The salient features of the amendment include the insertion of clause 5C.11.01 which sets out the requirements a scheme must satisfy to be excluded from the definition of an MIS. The requirements include that the dominant purpose of the scheme is for each of its members to seek remedies to which they may be legally entitled (clause 5C.11.01(b)(i)) and that the Funder may provide funds under a “no win no fee” arrangement (clause 5C.11.01(v)).

The amendments also impose requirements on Funders aimed at ensuring that conflicts of interest between members, lawyers and Funders are appropriately managed. Such measures include reviews and monitoring of potential conflicts, and disclosure requirements. The formal regulation of potential conflicts is an important aspect of the amendments given the inherently different interests of Funders and those to whom financial support is being provided. If a Funder is found not to have adequate arrangements in place for managing conflicts it can be fined 50 penalty units or $5500.

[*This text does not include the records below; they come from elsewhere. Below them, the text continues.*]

PR #465, opened 2025-04-09
Update openal-soft to 1.24.3 (again)

res2k:


apanteleev:
Thanks, but I would prefer to avoid pulling third-party actions just to update cmake. Maybe there's a way to do it with like `apt-get install...`?

Also, if the errors are indeed caused by openal-soft requiring a newer cmake verison, perhaps it's worth filing a bug against openal-soft to update their `cmake_minimum_required` which currently states `3.13`.

res2k:
> Thanks, but I would prefer to avoid pulling third-party actions just to update cmake. Maybe there's a way to do it with like `apt-get install...`?

Unfortunately, no.
The "sniper" image is based on Debian Bullseye (AFAICS). The newest CMake version there seems to be cmake 3.15.1 via bullseye-backports (https://packages.debian.org/bullseye-backports/devel/cmake) - this is the version already contained in the sniper image and just short of what we need.

> Also, if the errors are indeed caused by openal-soft requiring a newer cmake verison, perhaps it's worth filing a bug against openal-soft to update their `cmake_minimum_required` which currently states `3.13`.

It already was: https://github.com/kcat/openal-soft/issues/1088
Apparently, since the issue only affects static builds, it seems the thinking is to leave the minimum required version at 3.13.

An alternative to using a 3rd party action would be to directly pull & use the Linux x86_64 installer from https://cmake.org/download/.

res2k:
> It already was: [kcat/openal-soft#1088](https://github.com/kcat/openal-soft/issues/1088)

And also: https://github.com/kcat/openal-soft/pull/1099

apanteleev:
OpenAL updated in a464d1075225e32f2bcd036381dd12e7a95e0cad.
Closing.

Prior to this amendment, a majority of the Full Court of the Federal Court of Australia had held that Funding Arrangements qualified as an MIS under the Act in the decision of Brookfield Multiplex Limited v International Litigation Funding Partners Pte Ltd (2009) 180 FCR 11. This decision provided obstacles to Funders as it required funding arrangements with more than 20 participants to be registered and comply with section 601ED the Act. A further barrier to Funders was imposed by the case of International Litigation Partners Pte Ltd v Chameleon Mining NL and Anor (2011) 276 ALR 138, which held that Funding Arrangements also required an Australian Financial Services Licence. Further discussion of the Chameleon decision can be found in our March 2012 Insurance Update.

There has been some considerable debate over the extent to which litigation funding does actually advance the objective of justice in practice. The amendments have been criticised by the broader business community, drawing the ire of the Australian Institute of Company Directors (AICD), who have been advocating for tighter regulation of litigation funders. The AICD’s Chief Executive, John Colvin, has said that he regards these amendments as an undesirable tipping of the balance towards plaintiffs, as they perpetuate a “vulture” business model which “preys on companies in distress” and increases the costs and burdens of doing business in Australia. The Federal Government has indicated that it plans to conduct a second, more informal review as to how Funders should be regulated, and will be inviting submissions from stakeholders.

There is no question that these amendments, by removing administrative burdens on Funders, continue to demonstrate that Australia is a fertile field for class actions supported by litigation funding.